About this exercise – Look over the data below and give the number of lines containing the word "state", with no other words.

Working data –
Start of Block

PR #85, opened 2024-10-08
feat(WebSocket): subscribe to asset chat types

martiliones:
Automatically subscribes to tranasction type = 8 (message transaction) and watches for the subscribed `asset.chat.type`. Subscribing works the same way as for `types`.

```js
const signalMessageType = 3; 
socket.emit('assetChatTypes', signalMessageType);

socket.on('newTrans', (tx) => console.log(tx.asset.chat.type));
```

### DIFF
--- a/modules/clientWs/transactionSubscription.js
+++ b/modules/clientWs/transactionSubscription.js
@@ -2,7 +2,10 @@ const ZSchema = require('../../helpers/z_schema');
 const {
   MIN_TRANSACTION_TYPE,
   MAX_TRANSACTION_TYPE,
+  MIN_CHAT_MESSAGE_TRANSACTION_TYPE,
+  MAX_CHAT_MESSAGE_TRANSACTION_TYPE
 } = require('../../helpers/tranasctionTypesBoundary');
+const transactionTypes = require('../../helpers/transactionTypes');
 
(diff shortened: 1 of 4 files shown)


modules/clientWs/transactionSubscription.js
```diff
@@ -22,6 +25,12 @@ class TransactionSubscription {
      * @type {Set<number>}
      */
     this.types = new Set();
+
+    /**
+     * List of asset chat types to subscribe to
+     * @type {Set<number>}
+     */
+    this.assetChatTypes = new Set();
```
bludnic, line 33: Suggestion: Since we don't have such a thing `asset.type` and only `asset.chat.type`, consider using `assetTypes` naming. Check other places as well.

Resolve if you leave as is. @martiliones

bludnic: Approved in advance

bludnic (approved):

bludnic:
Is there a Wiki on how to use connect to the node using WebSockets? Maybe we should add it? @yoxira 
https://github.com/Adamant-im/adamant/wiki

adamant-al:
@yoxira 
Update

yoxira:
https://github.com/Adamant-im/adamant/wiki/REST-and-Socket-connections

PR #86, opened 2024-11-07
Chore/tests

yoxira:


test/unit/logic/state.js
```diff
@@ -0,0 +1,362 @@
...
+    });
+  });
+
+  describe('dbSave', () => {
+    it('should throw an error with no param', () => {
+      expect(state.dbSave).to.throw();
+    });
+
+    it('should return promise object for valid parameters', () => {
+      const savePromise = state.dbSave(validTransaction);
```
bludnic, line 337: Better to avoid such naming, because the return type is no a promise

test/unit/logic/chat.js
```diff
@@ -0,0 +1,581 @@
...
+  timestamp: 63137661,
+  signature:
+    'e25f1aba994c7f07c03099edcbe0ada19df371ddf1a829dae8dee36ab809ce8a438111bf65056c813e9dc832a890a081ba1cd295d37e509f62f042149e62e30d',
+  id: '8958126469643732641',
+  fee: 100000,
+  relays: 1,
+  receivedAt: '2019-09-03T11:14:22.638Z',
+};
+
+describe('Chat', () => {
```
bludnic, line 105: There are failed tests

image

test/unit/logic/chat.js
```diff
@@ -0,0 +1,581 @@
...
+
+      chat.verify(trs, validSender, function (err) {
+        expect(err).to.equal(
+          'Message is too long. Maximum is 20480 characters'
+        );
+        done();
+      });
+    });
+
+    it('should verify okay for valid transaction', (done) => {
```
bludnic, line 347:
```suggestion
    it('should verify for a valid transaction', (done) => {
```

test/unit/modules/delegates.js
```diff
@@ -0,0 +1,379 @@
...
+const { expect } = require('chai');
+
+const { modulesLoader } = require('../../common/initModule.js');
+const {
+  testAccount,
+  invalidPublicKey,
+} = require('../../common/stubs/account.js');
+
+const constants = require('../../../helpers/constants.js');
+const Delegates = require('../../../modules/delegates.js');
```
bludnic, line 12: This import is not used

test/unit/modules/transactions.js
```diff
@@ -0,0 +1,903 @@
+'use strict';
+
+const { expect } = require('chai');
+
+const Transactions = require('../../../modules/transactions.js');
```
bludnic, line 5: Import not used

test/unit/modules/transactions.js
```diff
@@ -0,0 +1,903 @@
...
+const {
+  unconfirmedTransaction,
+  nonExistingTransactionId,
+  unconfirmedTransactionId,
+  existingTransaction,
+  existingTransactionWithAsset,
+} = require('../../common/stubs/transactions.js');
+const { genesisBlockId } = require('../../common/stubs/blocks.js');
+
+describe('transactions', function () {
```
bludnic, line 35: Some tests failed

image

test/unit/modules/accounts.js
```diff
@@ -0,0 +1,666 @@
...
+
+    describe('open()', () => {
+      it('should return error if "secret" is of invalid type', (done) => {
+        const body = { secret: true };
+        accounts.shared.open({ body }, (err, response) => {
+          expect(response).not.to.exist;
+          expect(err).to.include('Expected type string but found');
+          done();
+        });
+      });
```
bludnic, line 355: Since you added an additional check in `openAccount` method:

https://github.com/Adamant-im/adamant/blob/d493f17446d8ad835c1a419b83daead72a3367db/modules/accounts.js#L97-L101

Add also a test case for `{ secret: "invalid secret"  }`. It must throw "Mnemonic string is invalid:..."

bludnic (changes requested):

test/unit/modules/delegates.js
yoxira: it's used for type declaration in jsdoc
```js
describe('delegates', function () {
  /**
   * @type {Delegates}
   */
  let delegates;
```

bludnic (approved):

yoxira:
Not ready for a review.

yoxira:
@adamant-al I think that tests under `test/api` replace the need for "transaction flood script" (https://trello.com/c/T1RLgwVF), as they include stress tests for the transaction types. We will run the `test/api` tests on every new version, and the `test/unit` tests, which don’t require running a local test node, are there for general development.

yoxira:
Note that the PR aims to fix previous tests, add more unit tests, and resolve issues caused by updating dependencies (#82). Some tests, like `test/api/peer.transactions.votes.js`, may still fail due to unexpected node behavior, _not the mistakes in tests_.

bludnic:
@yoxira why downgrading `change-case` and `execa` versions? https://github.com/Adamant-im/adamant/pull/86/commits/53c0bc9c198244ae66ee6252a2e1dba69fe6f875

modules/accounts.js
```diff
@@ -154,7 +154,14 @@ Accounts.prototype.generateAddressByPublicKey = function (publicKey) {
...
 Accounts.prototype.getAccount = function (filter, fields, cb) {
   if (filter.publicKey) {
-    filter.address = self.generateAddressByPublicKey(filter.publicKey);
+    try {
+      filter.address = self.generateAddressByPublicKey(filter.publicKey);
+    } catch (error) {
+      if (typeof fields === 'function') {
+        return setImmediate(fields, error);
+      }
+      return setImmediate(cb, error);
```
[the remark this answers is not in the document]
bludnic: Cover with tests [test/unit/modules/accounts.js](https://github.com/Adamant-im/adamant/blob/82771c92054574922281740e83666fc535afe0c6/test/unit/modules/accounts.js) different scenarios:

1. With fields: 
```js
account.getAccount({ publicKey }, ['balance'], (err) => {})
```
2. Without fields
```js
account.getAccount({ publicKey }, (err) => {})
```
3. Edge cases (e.g. `cb` not provided, or `fields` as non-array)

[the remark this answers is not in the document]
bludnic: Update also the JSDoc describing different function signatures.
https://austingil.com/typescript-function-overloads-with-jsdoc/

bludnic:
@yoxira Well done described tests and best practices in [CONTRIBUTING.md](https://github.com/Adamant-im/adamant/pull/86/commits/a3262e5cde357b892643d4c2a33abbad75fffd4b#diff-98e64bc1cd2db9333c6effe87bbe0d6dfe8714aba4c6bde45aa037fe0796e44c) 👍

package.json
```diff
@@ -80,7 +80,7 @@
     "z-schema": "=6.0.2"
   },
   "devDependencies": {
-    "chai": "^5.1.2",
+    "chai": "^4.3.10",
```
bludnic, line 84: Can you describe the issue with the newer version of `chai`?

helpers/sequence.js
```diff
@@ -18,15 +18,20 @@ function Sequence (config) {
...
     if (_default.onWarning && self.sequence.length >= _default.warningLimit) {
       _default.onWarning(self.sequence.length, _default.warningLimit);
     }
-    self.__tick(function () {
-      setTimeout(nextSequenceTick, 3);
-    });
-  });
+
+    self.__tick(self.nextSequenceTick);
+  };
```
bludnic, line 34: Can you explain why this change? Does it fix a bug? @yoxira 

1. I don't see `nextSequenceTick` to be initially invoked on first run anymore (previously via `setImmediate()`).
2. I think there was a reason in using `setTimeout` (for non-blocking). Without it, it may result in stack overflow.
3. Tests needed.

Better to revert the changes if it does not fix any bug.

modules/cache.js
```diff
@@ -44,18 +44,21 @@ Cache.prototype.isReady = function () {
...
+  let parsedValue;
+
+  try {
+    const value = await client.get(key);
+    parsedValue = JSON.parse(value);
+  } catch (err) {
+    cb(err, key);
+  }
+
+  cb(null, parsedValue);
```
bludnic, line 61: You call the `cb()` twice when an error is caught. Is that expected?

modules/delegates.js
```diff
@@ -870,7 +870,7 @@ Delegates.prototype.shared = {
 
         modules.accounts.getAccounts({
           address: { $in: addresses },
-          sort: 'balance'
+          sort: { balance: -1 }
```
bludnic, line 873: Add unit tests for this case

package.json
```diff
@@ -77,6 +77,7 @@
     "unzipper": "^0.12.3",
     "valid-url": "=1.0.9",
     "validator.js": "=2.0.4",
+    "why-is-node-running": "^2.3.0",
```
bludnic, line 80: Forgot to remove?

bludnic (changes requested):

yoxira:
@bludnic I accidentally bumped them in #82, even though I explicitly wrote the description in the PR:
> We can't bump the chai, change-case and execa package versions as they dropped CommonJS support.

helpers/sequence.js
yoxira: @bludnic Previously, the tick function ran indefinitely every `N` ms, preventing the process from exiting when the script ended (e.g., after all unit tests passed).

1. It now starts only when a new task is added to the queue, instead of continuously checking for new tasks.
2. It still avoids blocking the event loop, thanks to `setImmediate`.

bludnic: I'm wondering if there was a reason for using `setTimeout` + `setImmediate` in previous version. Currently, only `setImmediate` is used. Also, the `setTimeout` had a delay of 3ms previously.

Anyway, since you touched that file, better to cover it with tests.

bludnic: Consider whether there may be a scenario in which the queue suddenly stops.

test/unit/modules/transactions.js
bludnic: two tests failed

image

bludnic (changes requested):

modules/accounts.js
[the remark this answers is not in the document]
yoxira: The edge cases are not that important because it's an internal method

modules/accounts.js
```diff
@@ -143,14 +147,36 @@ Accounts.prototype.generateAddressByPublicKey = function (publicKey) {
...
- * @param {function} fields - Fields to get.
+ * @param {Array} fields - Fields to get.
  * @param {function} cb - Callback function.
  */
+
+/**
+ * Gets account information, calls logic.account.get().
+ * @overload
+ * @param {Object} filter - Contains publicKey.
+ * @param {function} fields - Callback function.
```
bludnic, line 160:
```suggestion
 * @param {function} cb - Callback function.
```

bludnic (approved):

End of Block

The completed task – 3